| Assignment |
Please copy out each line of the entries in which "replace" appears.

[[ Records to process, beginning ]]

PR #1316, opened 2026-06-15
`gpb-conditional-conferencing-by-field-value.php`: Added new snippet for conditional conferencing by field value.

SebastianWiz:
## Context

⛑️ Ticket(s): https://secure.helpscout.net/conversation/3349810804/103527?viewId=8172236

## Summary

This PR adds a new GP Bookings snippet that makes Google Calendar conferencing conditional on an entry field value, instead of  attaching it to every booking.

When the GC Google Calendar integration has Conferencing set to Google Meet, a link is added to every pushed event. This snippet hooks the `gpb_google_calendar_event_data` filter and removes the conferencing data unless a configured field matches an allowed value, scoped to a specific form.

### DIFF
--- a/gp-bookings/gpb-conditional-conferencing-by-field-value.php
+++ b/gp-bookings/gpb-conditional-conferencing-by-field-value.php
@@ -1,0 +1,41 @@
+<?php
+/**
+ * Gravity Perks // Bookings // Conditional Conferencing by Field Value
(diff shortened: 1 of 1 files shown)


saifsultanc (approved):
Cleaned up and cleared DangerJS issues. LGTM!

PR #1319, opened 2026-06-27
`gpb-delay-booking-completed-notifications.php`: Added new snippet for delaying Booking Completed notifications.

SebastianWiz:
## Context

⛑️ Ticket(s): https://secure.helpscout.net/conversation/3355764968/103766?viewId=8172236

## Summary

This PR adds a snippet that delays one or more **Booking Completed** notifications so they send a configurable amount of time after a booking ends, instead of immediately when the booking completes.

The snippet uses a `gform_disable_notification` filter to suppress the listed notifications when GP Bookings tries to send them on completion, and at that same point schedules a one-off Action Scheduler job (`gpb_send_delayed_completed_notification`) for `now + delay`. When the job runs it re-checks the booking is still a confirmed service booking, guards against duplicates with an entry-meta flag, then sends via `GFCommon::send_notifications()`.

### DIFF
--- a/gp-bookings/gpb-delay-booking-completed-notifications.php
+++ b/gp-bookings/gpb-delay-booking-completed-notifications.php
@@ -1,0 +1,137 @@
+<?php
+/**
+ * Gravity Perks // Bookings // Delay Booking Completed Notifications
+ * https://gravitywiz.com/documentation/gravity-forms-bookings/
+ *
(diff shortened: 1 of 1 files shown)


saifsultanc (changes requested):
Request to fix the PHPCS issues on this. Rest LGTM!

PR #341, opened 2018-06-06
Fix image augmentation notebook output image format

yangw1234:
Just re-run the notebook


yangw1234:
pr validation pass, and manually verified on github web page

PR #359, opened 2018-06-07
Add transfer learning notebook

xuex2017:


jason-dai:
1) Change the folder name to "dogs-vs-casts"
2) Change occurrence of "Zoo" to "Analytics Zoo"
3) Do not show the path specific to the user (e.g., "/home/xiaxu...")
4) Visualize some pictures for the final predictions (with both dogs and cats)

xuex2017:
which folder's name should be changed to "dogs-vs-cat"?

xuex2017:
Do you mean the "transfer-learning" folder be changed to "dogs-vs-cat"?

jason-dai:
Yes, we should change the folder name.

PR #363, opened 2018-06-07
Add util to Export tensorflow graph

yangw1234:
## Util to Export tensorflow graph

The export_tf utility function will
 1. freeze the graph (replace all variables with constants)
 2. strip all unused node as specified by inputs and outpus
 3. add placeholder nodes as needed 
 4. write the frozen graph and inputs/outputs names to the folder

### Usage
```python
export(sess, folder, list_of_input_tensors, list_of_output_tensors)
```
loading from python
```python
net = TFNet.from_export_folder(folder)
```
loading from scala
```scala
val net = TFNet(folder)
```

### DIFF
--- a/pyzoo/zoo/util/tf.py
+++ b/pyzoo/zoo/util/tf.py
@@ -1,0 +1,155 @@
+#
+# Copyright 2018 Analytics Zoo Authors.
+#
+# Licensed under the Apache License, Version 2.0 (the "License");
+# you may not use this file except in compliance with the License.
+# You may obtain a copy of the License at
+#
+#     http://www.apache.org/licenses/LICENSE-2.0
+#
+# Unless required by applicable law or agreed to in writing, software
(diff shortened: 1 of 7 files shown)


pyzoo/zoo/util/tf.py
```diff
@@ -0,0 +1,163 @@
...
+
+    if not os.path.isdir(folder):
+        os.mkdir(folder)
+
+    with gfile.GFile(os.path.join(folder, "frozen_inference_graph.pb"), "wb") as f:
+        f.write(optimized_graph_def.SerializeToString())
+
+    meta = {
+        "input_names": new_input_names,
+        "output_names": output_names
```
jason-dai: We need to guarantee that `input_names` and `output_names` match exactly the `inputs` and `outputs` tensors specified by the user?

yangw1234:
pr validation pass

PR #373, opened 2018-06-08
Add glove for Embedding layer; update Scala TextClassification example

hkvision:
Initial workable version for review. Needs further discussion and modification. cc @jason-dai 

New layer EmbeddingGloVe.
Still refactoring the code.


hkvision:
This PR is too old... I will reopen a new one

PR #399, opened 2018-06-13
Fix Print info

xiaowang1105:
Even though the code could run flawlessly, the error info would confuse users when no data found.


hkvision:
cc @zhichao-li

PR #405, opened 2018-06-13
Path bugs fixed

wngzhiqi:
Fix bugs due to rename.


jason-dai:
Just replace the previous notebooks, instead of adding new ones.

PR #410, opened 2018-06-14
TFNet should be able to process tensor whose storage.length is not equal to its length

yangw1234:
TFNet should be able to process tensor whose storage.length is not equal to its length


yangw1234:
pr validation pass

PR #414, opened 2018-06-15
add script to start scala notebook

xuex2017:


scripts/jupyter-with-zoo-scala.sh
```diff
@@ -0,0 +1,30 @@
...
+    echo "Please set SPARK_HOME environment variable"
+    exit 1
+fi
+
+# setup paths
+export ANALYTICS_ZOO_JAR=`find ${ANALYTICS_ZOO_HOME}/lib -type f -name "analytics-zoo*jar-with-dependencies.jar"`
+export ANALYTICS_ZOO_CONF=${ANALYTICS_ZOO_HOME}/conf/spark-analytics-zoo.conf
+
+# Check files
+if [ ! -f ${ANALYTICS_ZOO_CONF} ]; then
```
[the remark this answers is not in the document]
xuex2017: no. we can delete these lines

scripts/jupyter-with-zoo-scala.sh
```diff
@@ -0,0 +1,30 @@
...
+    exit 1
+fi
+
+if [ -z "${SPARK_HOME}" ]; then
+    echo "Please set SPARK_HOME environment variable"
+    exit 1
+fi
+
+# setup paths
+export ANALYTICS_ZOO_JAR=`find ${ANALYTICS_ZOO_HOME}/lib -type f -name "analytics-zoo*jar-with-dependencies.jar"`
```
hkvision: Wondering about this: as you define ANALYTICS_ZOO_JAR in this script, and you use ANALYTICS_ZOO_JAR in $1, will this cause a recursion or deadlock?...

xuex2017: I have tested this script and the notebook works fine.

xuex2017: I've tested the script and the notebook works fine. shouldn't be a problem..

hkvision: Emmm...even though it works fine, won't it confuse the users? as they don't even know or realize what ANALYTICS_ZOO_JAR is... Pending this for discussion with other colleagues...

hkvision:
Maybe can you try the following?
put `${ANALYTICS_ZOO_JAR}` inside `jupyter-with-zoo-scala.sh` only and let users specify other options passing as parameters?

xuex2017:
updated jupyter-with-zoo-scala.sh

hkvision:
Seems that you are including other's commits in this PR? See files changed...

xuex2017:
fixed

PR #420, opened 2018-06-19
Add yTrueShape for CustomLoss

zhichao-li:
It would be useful if yPred and yTrue have different shape.


zhichao-li:
cc @hhbyyh

zhichao-li:
jenkisn passed. ZOO-PR-Validation/649/

PR #428, opened 2018-06-21
Remove build dependency of spark-bigdl.conf

dding3:
Fix https://github.com/intel-analytics/zoo/issues/312


hkvision:
Wondering if we remove bigdl in make-dist, then will the python zip file contain the bigdl packages?

dding3:
Close the PR as it has been fixed in another one.

PR #431, opened 2018-06-21
add caffe model loading support to AbstractInferenceModel

glorysdj:
With this support, we can use AbstractInferenceModel with Caffe models.

---
This change is [Reviewable](https://reviewable.io/reviews/intel-analytics/analytics-zoo/431)

### DIFF
--- a/zoo/src/main/scala/com/intel/analytics/zoo/pipeline/inference/FloatInferenceModel.scala
+++ b/zoo/src/main/scala/com/intel/analytics/zoo/pipeline/inference/FloatInferenceModel.scala
@@ -30,31 +30,7 @@ case class FloatInferenceModel(
   model: AbstractModule[Activity, Activity, Float],
   predictor: LocalPredictor[Float]) extends InferenceSupportive {
 
-  def predict(input: JTensor): JList[JTensor] = {
-    timing("model predict") {
-      val inputData = input.getData
-      val inputShape = input.getShape
-      val sample = transferInputToSample(inputData,
-        inputShape.asScala.toArray.map(_.asInstanceOf[Int]))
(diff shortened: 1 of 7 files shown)


glorysdj:
passed pr validation:
http://172.168.2.101:8080/view/ZOO-PR/job/ZOO-PR-Validation/653/

jason-dai:
Instead of adding different types, you can just add a loadCaffe method

glorysdj:
I'm afraid in the future, there will be more types, loadXXX methods will be a mess accordingly, and also messy reloadXXX methods.

glorysdj:
Ok, I will change to loadCaffe, and will also add JTensor, and refactor predict methods.

zoo/src/main/scala/com/intel/analytics/zoo/pipeline/inference/FloatInferenceModel.scala
```diff
@@ -30,12 +30,55 @@ case class FloatInferenceModel(
   model: AbstractModule[Activity, Activity, Float],
   predictor: LocalPredictor[Float]) extends InferenceSupportive {
 
-  def predict(input: JList[JFloat], shape: JList[JInt]): JList[JFloat] = {
+  def predict(input: JTensor): JList[JTensor] = {
```
jason-dai: why do we need this? why not assume that the input is always a batch?

glorysdj: ok. I will change to only one predict method which take batch inputs.

jason-dai: I don't think we should do that as it will break backward compatibility?

PR #433, opened 2018-06-21
Net.loadTF from folder

hkvision:


hkvision:
cc @yangw1234 seems the pb used in tfnet can't be loaded as a GraphNet(BigDL model)?

zoo/src/main/scala/com/intel/analytics/zoo/pipeline/api/net/NetUtils.scala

[[ Records to process, end ]]

| Result |
 1. freeze the graph (replace all variables with constants)
Just replace the previous notebooks, instead of adding new ones.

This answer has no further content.